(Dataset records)
^^^^
PR #1238, opened 2024-09-26
feat: consolidate data directories for ec, k0s, and openebs

emosbaugh:

This change consolidates the k0s and openebs data directories under the /var/lib/embedded-cluster directory and adds the ability to configure the root directory with the flag `--data-dir`.

```release-note
- Adds the ability to configure the data directory with the flag `--data-dir` to the install command (default /var/lib/embedded-cluster).
- Data directories are now consolidated under /var/lib/embedded-cluster. Previously the k0s and openebs data was stored in /var/lib/k0s and /var/openebs respectively.
- Logs are now stored in /var/log/embedded-cluster rather than /var/lib/embedded-cluster/log prior to this change.
- Temporary data is now stored in /var/lib/embedded-cluster/tmp rather than /tmp prior to this change.
```


cmd/embedded-cluster/restore.go
```diff
@@ -886,370 +882,364 @@ func installAndWaitForRestoredK0sNode(c *cli.Context, applier *addons.Applier) (
...
-			},
-			&cli.StringFlag{
-				Name:  "local-artifact-mirror-port",
-				Usage: "Port on which the Local Artifact Mirror will be served. If left empty, the port will be retrieved from the snapshot.",
-				// DefaultText: strconv.Itoa(defaults.LocalArtifactMirrorPort),
-				Hidden: false,
+func restoreCommand() *cli.Command {
+	runtimeConfig := ecv1beta1.GetDefaultRuntimeConfig()
+
+	return &cli.Command{
```
sgalsaleh, line 888: i believe there should be a `data-dir` flag for the restore command as well because the cluster is set up before the backup is accessible.

cmd/embedded-cluster/restore.go
```diff
@@ -886,370 +882,364 @@ func installAndWaitForRestoredK0sNode(c *cli.Context, applier *addons.Applier) (
...
-		return fmt.Errorf("unable to parse local artifact mirror port from backup: %w", err)
-	}
-	logrus.Debugf("updating local artifact mirror port from backup to %d", port)
-	if err := updateLocalArtifactMirrorService(port); err != nil {
-		return fmt.Errorf("unable to update local artifact mirror service: %w", err)
+// overrideRuntimeConfigFromBackup will update the runtime config from the backup. These values may
+// be used during the install and set in the Installation object via the
+// restoreReconcileInstallationFromRuntimeConfig function.
+func overrideRuntimeConfigFromBackup(c *cli.Context, runtimeConfig *ecv1beta1.RuntimeConfigSpec, backup *velerov1.Backup) (*ecv1beta1.RuntimeConfigSpec, error) {
+	if !c.IsSet("local-artifact-mirror-port") {
```
sgalsaleh, line 1233: i don't see where this flag is used / updates the runtime config

pkg/kotscli/kotscli.go
```diff
@@ -25,7 +26,8 @@ type InstallOptions struct {
 }
 
 func Install(opts InstallOptions, msg *spinner.MessageWriter) error {
-	kotsBinPath, err := goods.MaterializeInternalBinary("kubectl-kots")
+	materializer := goods.NewMaterializer(defaults.EmbeddedClusterHomeDirectory())
```
sgalsaleh, line 29: shouldn't this use the runtimeconfig?

pkg/kotscli/kotscli.go
```diff
@@ -89,7 +91,8 @@ type AirgapUpdateOptions struct {
 }
 
 func AirgapUpdate(opts AirgapUpdateOptions) error {
-	kotsBinPath, err := goods.MaterializeInternalBinary("kubectl-kots")
+	materializer := goods.NewMaterializer(defaults.EmbeddedClusterHomeDirectory())
```
sgalsaleh, line 94: shouldn't this use the runtimeconfig?

pkg/kotscli/kotscli.go
```diff
@@ -134,7 +137,8 @@ type VeleroConfigureOtherS3Options struct {
 }
 
 func VeleroConfigureOtherS3(opts VeleroConfigureOtherS3Options) error {
-	kotsBinPath, err := goods.MaterializeInternalBinary("kubectl-kots")
+	materializer := goods.NewMaterializer(defaults.EmbeddedClusterHomeDirectory())
```
sgalsaleh, line 140: shouldn't this use the runtimeconfig?

pkg/kotscli/kotscli.go
```diff
@@ -25,7 +26,8 @@ type InstallOptions struct {
 }
 
 func Install(opts InstallOptions, msg *spinner.MessageWriter) error {
```
sgalsaleh, line 28: just a reminder that KOTS puts stuff in the tmp directory, and that needs to be consolidated as well

cmd/embedded-cluster/restore.go
emosbaugh: `getDataDirFlag()` function is unsed

cmd/embedded-cluster/restore.go
emosbaugh: It is set in the urfave/cli flag action

https://github.com/replicatedhq/embedded-cluster/pull/1238/files#diff-114d16ace9fc8606c3b1e9a3ba899010aae12b04b9ab398f4973a52e1e63f55dR55

pkg/kotscli/kotscli.go
emosbaugh: this pr only attempts to consolidate the directories. not allow them to be overwritten. i will do that in a follow up

pkg/kotscli/kotscli.go
emosbaugh: this pr only attempts to consolidate the directories. not allow them to be overwritten. i will do that in a follow up

pkg/kotscli/kotscli.go
emosbaugh: this pr only attempts to consolidate the directories. not allow them to be overwritten. i will do that in a follow up

pkg/kotscli/kotscli.go
emosbaugh: This pr does not address the /tmp dir. i will do that in a follow up

emosbaugh: Done

pkg/kotscli/kotscli.go
emosbaugh: It now allows for overwriting

cmd/embedded-cluster/restore.go
emosbaugh: Done

cmd/embedded-cluster/flags.go
```diff
@@ -4,55 +4,73 @@ import (
...
-	port, err := k8snet.ParsePort(portStr, false)
-	if err != nil {
-		return 0, fmt.Errorf("invalid local artifact mirror port: %w", err)
-	}
-	if portStr == c.String("admin-console-port") {
-		return 0, fmt.Errorf("local artifact mirror port cannot be the same as admin console port")
+func getDataDirFlag(runtimeConfig *ecv1beta1.RuntimeConfigSpec) cli.Flag {
+	return &cli.StringFlag{
+		Name:   "data-dir",
+		Usage:  "Path to the Embedded Cluster data directory",
```
ajp-io, line 64: We try to avoid saying "Embedded Cluster" for the end user. This seems like the only user-facing one, but feel free to change to match on the other commands too.
```suggestion
		Usage:  "Path to the data directory",
```

emosbaugh: done

pkg/preflights/host-preflight.yaml
```diff
@@ -158,39 +158,12 @@ spec:
...
-          - pass:
-              message: The filesystem at /var/openebs has sufficient space
-    - diskUsage:
-        checkName: tmp Disk Space
-        collectorName: tmp-path-usage
-        outcomes:
-          - fail:
-              when: 'total < 5Gi'
-              message: The filesystem at /tmp has less than 5Gi of total space
+              message: The filesystem at {{ .DataDir }} is more than 80% full
```
ajp-io, line 164:
```suggestion
              message: The filesystem at {{ .DataDir }} is more than 80% full. Ensure sufficient space is available, or use the --data-dir flag to specify an alternative data directory.
```

pkg/preflights/host-preflight.yaml
```diff
@@ -158,39 +158,12 @@ spec:
...
-          - pass:
-              message: The filesystem at /var/lib/embedded-cluster has sufficient space
-    - diskUsage:
-        checkName: k0s Disk Space
-        collectorName: k0s-path-usage
-        outcomes:
-          - fail:
-              when: 'total < 40Gi'
-              message: The filesystem at /var/lib/k0s has less than 40Gi of total space
+              message: The filesystem at {{ .DataDir }} has less than 40Gi of total space
```
ajp-io, line 161:
```suggestion
              message: The filesystem at {{ .DataDir }} has less than 40 Gi of total space. Ensure sufficient space is available, or use the --data-dir flag to specify an alternative data directory.
```

.github/workflows/ci.yaml
```diff
@@ -319,8 +319,8 @@ jobs:
         run: |
           chmod +x ./output/bin/buildtools
           chmod +x ./output/bin/embedded-cluster-original
-          ./output/bin/embedded-cluster-original version metadata > version-metadata.json
-          ./output/bin/embedded-cluster-original version list-images > expected.txt
+          sudo ./output/bin/embedded-cluster-original version metadata > version-metadata.json
+          sudo ./output/bin/embedded-cluster-original version list-images > expected.txt
```
laverya, line 323: ...why do 'version' commands require sudo again?

cmd/embedded-cluster/install.go
```diff
@@ -81,18 +83,27 @@ func updateLocalArtifactMirrorService(port int) error {
...
 const (
-	localArtifactMirrorSystemdConfFile         = "/etc/systemd/system/local-artifact-mirror.service.d/embedded-cluster.conf"
-	localArtifactMirrorEnvironmentFileContents = `[Service]
-Environment="LOCAL_ARTIFACT_MIRROR_PORT=%d"`
+	localArtifactMirrorSystemdConfFile    = "/etc/systemd/system/local-artifact-mirror.service.d/embedded-cluster.conf"
+	localArtifactMirrorDropInFileContents = `[Service]
+Environment="LOCAL_ARTIFACT_MIRROR_PORT=%d"
+Environment="LOCAL_ARTIFACT_MIRROR_DATA_DIR=%s"
+ExecStart=
+ExecStart=%s serve
```
sgalsaleh, line 91: why is ExecStart in here twice?

cmd/embedded-cluster/join.go
```diff
@@ -347,6 +333,8 @@ var joinCommand = &cli.Command{
 			}
 		}
 
+		tryRemoveTmpDirContents(provider)
```
sgalsaleh, line 336: ditto

cmd/embedded-cluster/restore.go
```diff
@@ -886,370 +882,399 @@ func installAndWaitForRestoredK0sNode(c *cli.Context, applier *addons.Applier) (
...
+					}
+				}
 			}
 
-			logrus.Infof("You'll be guided through the process of restoring %s from a backup.\n", binName)
-			logrus.Info("Enter information to configure access to your backup storage location.\n")
-			s3Store := newS3BackupStore()
+			// If the installation is available, we can further augment the runtime config from the
+			// installation.
+			if state != ecRestoreStateNew &&
```
sgalsaleh, line 982: should this just try to read the installation without checking the state and not fail if it couldn't since it's not critical?

sgalsaleh: feels brittle to have to check states like this as they could change

.github/workflows/ci.yaml
laverya: If instantiating the provider requires sudo, that implies some bad things to me

cmd/embedded-cluster/list_images.go
```diff
@@ -2,27 +2,47 @@ package main
...
+		Usage:  "List images embedded in the cluster",
+		Hidden: true,
+		Flags: []cli.Flag{
+			getDataDirFlag(runtimeConfig),
+		},
+		Before: func(c *cli.Context) error {
+			if os.Getuid() != 0 {
+				return fmt.Errorf("version metadata command must be run as root")
+			}
+			return nil
```
laverya, line 27: I still don't really understand why this takes sudo now

cmd/embedded-cluster/metadata.go
```diff
@@ -65,7 +83,8 @@ func gatherVersionMetadata(k0sCfg *k0sconfig.ClusterConfig) (*types.ReleaseMetad
 		versionsMap[defaults.BinaryName()] = channelRelease.VersionLabel
 	}
 
-	sha, err := goods.K0sBinarySHA256()
+	materializer := goods.NewMaterializer(provider)
+	sha, err := materializer.K0sBinarySHA256()
```
laverya, line 87: this should not require using the provider
there shouldn't be any need to write out the k0s binary, no?

cmd/embedded-cluster/restore.go
```diff
@@ -886,370 +882,399 @@ func installAndWaitForRestoredK0sNode(c *cli.Context, applier *addons.Applier) (
...
+				var err error
+				backupToRestore, err = getBackupFromRestoreState(c.Context, provider, c.String("airgap-bundle") != "")
+				if err != nil {
+					return fmt.Errorf("unable to resume: %w", err)
+				}
+				if backupToRestore != nil {
+					completionTimestamp := backupToRestore.Status.CompletionTimestamp.Time.Format("2006-01-02 15:04:05 UTC")
+					logrus.Infof("Resuming restore from backup %q (%s)\n", backupToRestore.Name, completionTimestamp)
+
+					runtimeConfig, err = overrideRuntimeConfigFromBackup(c, runtimeConfig, backupToRestore)
```
sgalsaleh, line 973: should this update the `provider` as well?

cmd/local-artifact-mirror/serve.go
```diff
@@ -12,22 +12,32 @@ import (
...
 	"github.com/replicatedhq/embedded-cluster/pkg/defaults"
 	"github.com/urfave/cli/v2"
 	k8snet "k8s.io/utils/net"
 )
 
-// serveCommand starts a http server that serves files from the /var/lib/embedded-cluster
-// directory. This server listen only on localhost and is used to serve files needed by
-// the autopilot during an upgrade.
+var (
+	whilelistServeDirs = []string{"bin", "charts", "images"}
```
sgalsaleh, line 22:
```suggestion
	whitelistServeDirs = []string{"bin", "charts", "images"}
```

cmd/embedded-cluster/metadata.go
laverya: yeah, the current code doesn't require writing out the binary at all - so we should just move the function not to depend on a materializer object

operator/pkg/migrations/registry.go
```diff
@@ -110,6 +110,9 @@ func RegistryData(ctx context.Context) error {
 		ObjectMeta: metav1.ObjectMeta{
 			Name:      registry.RegistryDataMigrationCompleteSecretName,
 			Namespace: registry.RegistryNamespace(),
+			Labels: map[string]string{
+				"replicated.com/disaster-recovery": "ec-install",
```
sgalsaleh, line 114: why? the `ec-install` label was specific to the `installation` CR/CRD. can we use a different label for this?

sgalsaleh: also, why is it needed now but not before?

operator/pkg/upgrade/upgrade.go
```diff
@@ -31,6 +32,11 @@ func Upgrade(ctx context.Context, cli client.Client, in *clusterv1beta1.Installa
 		return fmt.Errorf("k0s upgrade: %w", err)
 	}
 
+	err = registryMigrationStatus(ctx, cli, in)
```
sgalsaleh, line 35: why would there be a registry migration during an upgrade?

pkg/addons/velero/static/values.tpl.yaml
```diff
@@ -26,5 +26,5 @@ configMaps:
       image: '{{ ImageString (index .Images "velero-restore-helper") }}'
 {{- end }}
 nodeAgent:
-  podVolumePath: /var/lib/k0s/kubelet/pods
+  podVolumePath: /var/lib/embedded-cluster/k0s/kubelet/pods
```
sgalsaleh, line 29: this doesn't seem configurable, no?

sgalsaleh: nevermind.

e2e/version_test.go
```diff
@@ -44,7 +44,7 @@ func TestVersion(t *testing.T) {
 
 	t.Logf("%s: validating 'embedded-cluster version metadata' in node 0", time.Now().Format(time.RFC3339))
 	line2 := []string{"embedded-cluster", "version", "metadata"}
-	stdout, stderr, err = RunRegularUserCommandOnNode(t, tc, 0, line2)
```
laverya, line 47: we should change this back when we fix the metadata command sudo requirement

operator/Makefile
```diff
@@ -62,12 +62,8 @@ manifests: kustomize controller-gen ## Generate WebhookConfiguration, ClusterRol
 fmt: ## Run go fmt against code.
 	go fmt ./...
 
-.PHONY: vet
-vet: ## Run go vet against code.
-	go vet ./...
-
```
laverya, line 68: does vet not work anymore? just wondering why we're getting rid of it

pkg/addons/registry/registry.go
```diff
@@ -120,21 +121,21 @@ func (o *Registry) GenerateHelmConfig(k0sCfg *k0sv1beta1.ClusterConfig, onlyDefa
...
-
-	registryServiceIP, err := helpers.GetLowerBandIP(serviceCIDR, registryLowerBandIPIndex)
-	if err != nil {
-		return nil, nil, fmt.Errorf("failed to get cluster IP for registry service: %w", err)
-	}
-	values["service"] = map[string]interface{}{
-		"clusterIP": registryServiceIP.String(),
-	}
-
 	if !onlyDefaults {
```
laverya, line 124: why remove the IPs from the default metadata? It just feels to me like this introduces the possibility of upgrade issues

.github/workflows/ci.yaml
emosbaugh: version itself doesnt but anything that requires us to materialize does because we have a new tmp dir if i remember correctly

cmd/embedded-cluster/install.go
emosbaugh: https://stackoverflow.com/a/68818218

> When you add entries to an override file, they are by default appended to any existing entries. That is, if your service example.service has:

> By specifying an empty ExecStart, you are "clearing out" all previous entries. So if your example.service has:

cmd/embedded-cluster/install.go
```diff
@@ -596,167 +615,168 @@ func validateAdminConsolePassword(password, passwordCheck string) bool {
...
+			cfg, err := installAndWaitForK0s(c, provider, applier, proxy)
+			if err != nil {
+				return err
+			}
+			logrus.Debugf("running outro")
+			if err := runOutro(c, provider, applier, cfg); err != nil {
+				metrics.ReportApplyFinished(c, err)
+				return err
+			}
+			tryRemoveTmpDirContents(provider)
```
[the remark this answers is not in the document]
emosbaugh: yes it should

cmd/embedded-cluster/list_images.go
emosbaugh: its cause we have to create the tmp dir in case anything uses it when we instantiate the provider. could i fast follow with trying to remove the sudo dependency?

cmd/embedded-cluster/metadata.go
emosbaugh: ok, fine...

operator/pkg/upgrade/upgrade.go
laverya: new installation objects don't get the registry migration status copied over

cmd/embedded-cluster/metadata.go
laverya: to clarify, the implementation of `materializer.K0sBinarySHA256()` does not use the `materializer` member functions/variables/etc at all, and so it could be a standalone function and thus not require us to initialize a provider etc

laverya: https://github.com/replicatedhq/embedded-cluster/blob/80952f3da30129f4fa5c29711303a3e0842918b4/pkg/goods/materializer.go#L193

operator/Makefile
emosbaugh: why vet in both operator and root? its the same project

operator/pkg/migrations/registry.go
emosbaugh: this fixes a bug that doesnt seem to have any impact but the registry gets removed entirely from the clusterconfig after an upgrade of an ha cluster. this is because the registry migration status condition gets set to false in the new installation so the ha registry is never added back. This would have impact if we were ever to try to change a registry value as k0s is no longer controlling this object.

see related changes:

https://github.com/replicatedhq/embedded-cluster/pull/1238/files#diff-ec385ffb8fa0ab6903f92cdf907ca63ed0df571f73ca6c1edaabc7395fc1771eR95-R101

https://github.com/replicatedhq/embedded-cluster/pull/1238/files#diff-1595f9a51283933adb1a95f0d4a42f0576e783a1932c0d0da27fa1e5ca5628b3R35

cmd/embedded-cluster/metadata.go
emosbaugh: done

cmd/embedded-cluster/restore.go
```diff
@@ -886,370 +882,399 @@ func installAndWaitForRestoredK0sNode(c *cli.Context, applier *addons.Applier) (
...
-		return nil
+
+	if in.Spec.RuntimeConfig == nil {
+		in.Spec.RuntimeConfig = &ecv1beta1.RuntimeConfigSpec{}
 	}
-	logrus.Debugf("updating local artifact mirror port from flag to %d on installation %q", port, in.Name)
-	in.Spec.LocalArtifactMirror.Port = port
-	if err := kcli.Update(c.Context, in); err != nil {
+
+	// We do not support changing these values so we must choose the values from the installation
```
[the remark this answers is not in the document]
emosbaugh: i will remove this. this is from before i added that annotation and check

pkg/addons/registry/registry.go
emosbaugh: i guess i do not understand what onlyDefaults means then. what is not default about the tlsSecretName?

cmd/embedded-cluster/restore.go
emosbaugh: it does on line 995

https://github.com/replicatedhq/embedded-cluster/pull/1238/files#diff-86e2f8fce801979bbdfe9a3e2f20ace3982b4f7e25189c832a39381e7c3a902dR995

pkg/addons/registry/registry.go
laverya: "onlyDefaults" is what we pass when rendering the chart metadata for a release 

Apparently we don't include the tlsSecretName in that, but I don't understand why we also want to stop including the default service IP config

laverya: If it's intentional that's fine but it didn't seem related to the major change to me

operator/pkg/upgrade/upgrade.go
sgalsaleh: and they shouldn't, no?

operator/pkg/migrations/registry.go
sgalsaleh: i see. any reason not to have it use the registry DR label instead of the ec-install one?

operator/pkg/upgrade/upgrade.go
emosbaugh: it needs it else there is a bug explained here https://github.com/replicatedhq/embedded-cluster/pull/1238#discussion_r1793917391

operator/pkg/migrations/registry.go
emosbaugh: i believe if i use the registry component it is too late and the operator will revert the registry back to non-ha in the clusterconfig. i would be wrong

laverya (dismissed):

operator/pkg/upgrade/upgrade.go
sgalsaleh: i see. seems like a bandaid covering a bigger issue in the reconciliation process.

sgalsaleh: i wonder if it should be preserved by whatever creates the new installation object though like everything else

emosbaugh: ya i agree its a bandaid. i did create this. i think we could improve the logic here

https://app.shortcut.com/replicated/story/113699/it-is-not-possible-to-migrate-to-high-availability-after-a-restore

laverya (approved):

sgalsaleh (approved):

emosbaugh:
E2E test is failing with the following error which is unrelated to this change

```
✗  1 host preflight failed
        
         •  The filesystem at /var/lib/embedded-cluster is more than 80% full. Ensure sufficient space is available, or use the --data-dir flag to specify an 
            alternative data directory.                                                                                                                       
        
        Please address this issue and try again.
```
^^^^
● **Work request**
Check each line in the records above for the word "else". Return those that have it.

● **Exercise answer**
emosbaugh: it needs it else there is a bug explained here https://github.com/replicatedhq/embedded-cluster/pull/1238#discussion_r1793917391
sgalsaleh: i wonder if it should be preserved by whatever creates the new installation object though like everything else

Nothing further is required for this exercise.